[Patanjali, Yogasutras I, 2: yogah cittavritti nirodhah. Uma das traduções possíveis: yoga é a dissolução de todos os centros de reação da mente.]
Pratico yoga e nisso aprendo a observar a minha paisagem interior. Como observadora da própria mente percebo os seus movimentos: pensamentos, sentimentos, emoções, os vrttis. Esse esforço de observação é um aspecto de abhyasa, conforme o define Patanjali, prática repetida, dedicada, ininterrupta – e por longo tempo! Não é pouco o que ele pede, nos Yogasutras, I, 14. Sim, porque sabe que a mente humana é agarrada àquilo que construiu ao longo da vida.

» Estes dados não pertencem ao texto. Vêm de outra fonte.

PR #648, opened 2026-04-16
Quent Integration, Act 1: The Query Plan

dhruv9vats:
## Summary

Act one of integrating [Quent](https://github.com/rapidsai/quent), a Rust-based query-engine instrumentation framework, into Sirius. This act wires up plan-level telemetry — engine/worker bring-up, query lifecycle, and one-shot plan emission (operators, ports, edges). Per-task and per-batch events are scoped for subsequent acts.

Default behaviour is unchanged: telemetry is currently opt-in via a new config flag and uses a no-op exporter by default.

### Rust workspace
A new top-level `rust/` Cargo workspace hosts two crates:

| Crate | Purpose |
|---|---|
| `telemetry-model` 	| Declares the Sirius instrumentation model. |
| `telemetry-bridge` 	| `cxx`-based FFI bridge. Generates C++ headers (`telemetry-bridge/gen/*.rs.h`) and compiles a `staticlib` that links into the extension. |

CMake wires the bridge into the build (`rust/crates/telemetry/bridge/CMakeLists.txt`).

### New SQL surface

| SQL | Effect |
|---|---|
| `SET enable_quent = true;` | Switches the exporter from `noop` to `ndjson`. **Default: `false`.** |
| `SET quent_output_directory = '<path>';` | Where `ndjson` files are written. **Default: `telemetry_data`.** |
| `SET quent_engine_name = '<name>';` | Engine instance name reported in telemetry. **Default: `siriusDB`.** |
| `CALL sirius_set_query_label('<label>')` | Stashes a label on `SiriusContext`; the **next** Sirius query (transparent or `gpu_execution`) consumes it. |
| `CALL gpu_execution('…', query_label => '<label>')` | New named parameter; takes precedence over the stash. |

### Script changes

- Adds a new script `test/tpch_performance/run_tpch_parquet_and_generate_telemetry.sh` to run the tpch queries with telemetry enabled. Added as a separate script to not collude the existing benchmarking scripts.

## Behaviour with `enable_quent = false` (default)

- A `telemetry_context` is still constructed per `sirius_interface`, but with the `noop` exporter, so no files are written.
- All observer calls and plan emission still happen, but route to the noop exporter.
- No new dependencies on Quent's runtime exporters at the SQL layer — the user opts in.

## Behaviour with `enable_quent = true`

- Each `sirius_interface` writes one or more `*.ndjson` files into `quent_output_directory`.
- `query.instance_name` is the user-supplied label, or `"unnamed_query"`.


rust/Cargo.toml
```diff
@@ -0,0 +1,14 @@
...
+    "crates/telemetry/model"
+]
+
+[workspace.package]
+version = "0.1.0"
+edition = "2024"
+
+[workspace.dependencies]
+serde = { version = "1", features = ["derive"] }
+uuid = { version = "1", features = ["v7", "serde"] }
```
mbrobbel: Those are re-exported by `quent_model`
```suggestion
```

rust/crates/telemetry/model/Cargo.toml
```diff
@@ -0,0 +1,12 @@
...
+version.workspace = true
+edition.workspace = true
+
+[dependencies]
+quent-attributes = { git = "https://github.com/rapidsai/quent.git", branch = "main" }
+quent-model = { git = "https://github.com/rapidsai/quent.git", branch = "main" }
+quent-query-engine-model = { git = "https://github.com/rapidsai/quent.git", branch = "main" }
+quent-stdlib = { git = "https://github.com/rapidsai/quent.git", branch = "main" }
+serde.workspace = true
+uuid = { workspace = true, features = ["serde", "v7"] }
```
mbrobbel:
```suggestion
```

rust/crates/telemetry/model/Cargo.toml
```diff
@@ -0,0 +1,12 @@
+[package]
+name = "instrumentation-model"
+version.workspace = true
+edition.workspace = true
+
+[dependencies]
+quent-attributes = { git = "https://github.com/rapidsai/quent.git", branch = "main" }
+quent-model = { git = "https://github.com/rapidsai/quent.git", branch = "main" }
+quent-query-engine-model = { git = "https://github.com/rapidsai/quent.git", branch = "main" }
+quent-stdlib = { git = "https://github.com/rapidsai/quent.git", branch = "main" }
```
mbrobbel: I guess we should pin with `rev`?

rust/crates/telemetry/bridge/Cargo.toml
```diff
@@ -0,0 +1,17 @@
...
+name = "telemetry-bridge"
+version.workspace = true
+edition.workspace = true
+
+[lib]
+name = "telemetry_bridge"
+crate-type = ["staticlib"]
+
+[dependencies]
+cxx = "1"
```
mbrobbel, line 11: This (and `cxx-build`) deps should be re-exported by `quent_codegen`.

src/include/planner/query.hpp
```diff
@@ -35,8 +40,10 @@ class query {
    * @brief Construct a new query object.
    *
    * @param pipelines The ordered pipelines required to execute this query.
+   * @param engine The engine executing this query (provides telemetry context).
    */
-  explicit query(duckdb::vector<duckdb::shared_ptr<pipeline::sirius_pipeline>> pipelines);
+  query(duckdb::vector<duckdb::shared_ptr<pipeline::sirius_pipeline>> pipelines,
+        sirius_engine& engine);
```
mbrobbel: Why does this get `engine` here?

pixi.toml
```diff
@@ -26,6 +26,11 @@ pre-commit = "*"
 clang-tools = ">=21.1.8,<22"
 pkg-config = "*"
 mold = "*"
+libprotobuf = "*"
+rust = "1.94.*"
+rust-src = "1.94.*"
```
mbrobbel: Why do we need `rust-src`?

pixi.toml
```diff
@@ -26,6 +26,11 @@ pre-commit = "*"
...
+nodejs = ">=24"
+pnpm = "*"
```
mbrobbel: Why do we need those here?

pixi.toml
```diff
@@ -26,6 +26,11 @@ pre-commit = "*"
 clang-tools = ">=21.1.8,<22"
 pkg-config = "*"
 mold = "*"
+libprotobuf = "*"
```
mbrobbel, line 30: Is this for `protoc`?

mbrobbel (commented):
I know this is still in draft, but just some questions:

dhruv9vats:
I think it would make sense to use explicit context propagation. Such that multi-query sessions are naturally supported: https://github.com/rapidsai/quent/pull/117

pixi.toml
dhruv9vats: yes.

pixi.toml
```diff
@@ -36,6 +38,7 @@ libabseil = "*"
 duckdb = "=1.5.2"
 spdlog = "1.8.*"
 sqlite = "3.*"
+rust-src = "*"
```
dhruv9vats, line 41: this is needed for static analyzers to work (in IDEs)

bwyogatama (approved):

rust/crates/telemetry/model/src/lib.rs
```diff
@@ -0,0 +1,22 @@
...
+        root: quent_query_engine_model::engine::Engine,
+        quent_query_engine_model::worker::Worker,
+        quent_query_engine_model::query_group::QueryGroup,
+        quent_query_engine_model::query::Query,
+        quent_query_engine_model::plan::Plan,
+        quent_query_engine_model::operator::Operator,
+        quent_query_engine_model::port::Port,
+        quent_stdlib::memory::Memory,
+        quent_stdlib::processor::Processor,
+        quent_stdlib::channel::Channel,
```
johanpel: I think these are unused

johanpel (approved):
Just one nit:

Se insisto na prática, e ali me estabeleço com a leveza e o fogo possíveis, começo a me deparar com expectativas, suposições, oscilações, julgamentos, e finalmente com a certeza inabalável: sou um ente separado de tudo o mais que me rodeia. As certezas alcançadas estreitam o alcance da minha percepção e passam a me definir, como ego que sou. Minguam as escolhas; sorrateiramente escorrego para um hábito, mecânico e confortável, quero perpetuar-me a mim mesmo na prática pela qual optei e nisso torno-me previsível, ancorada na segurança do já experimentado.
A existência dessa entidade pensante que imagino ser eu, depende portanto da própria continuidade do meu pensamento. Ele me conduz, penso eu, inequivocamente de um passado para um futuro, atravessando depressinha o agora. Só que a fluidez não é aquela que eu esperava. A mente se move na dança dos vrttis sujeita à atividade da matéria, que no pensamento indiano se manifesta, segundo as leis da Natureza, nos três gunas, funções de vida cuja alternância constante me permitem experimentá-la ora como ação, ora como repouso, mas também como equilíbrio.
Assim, o direcionamento do esforço de abhyasa requer uma atenção afiada, para que cada momento possa emergir na minha tela mental com a sua característica única e para que eu possa adequar a minha ação no agora às necessidades do que se apresenta. Essa consciência plena é um aspecto de vairagya. Ele permite o jogo dos gunas e simultaneamente os transcende, confira em I,16.
A coexistência da continuidade de abhyasa e a descontinuidade psicológica de vairagya corresponde ao dinamismo da vida em si. Não interfiro. A recompensa é o flow, fluxo que me mostra estar ancorada na Mente Criadora porque há uma momentânea dissolução dos vrttis particulares da pequena mente permitindo que por instantes tudo volte ao estado de onda do campo das infinitas possibilidades. Eis aí um aspecto do que é yoga, com s sua proposta de estabelecer-se em nirodhah, o ponto zero da mente que escolhe e permite dissolver-se.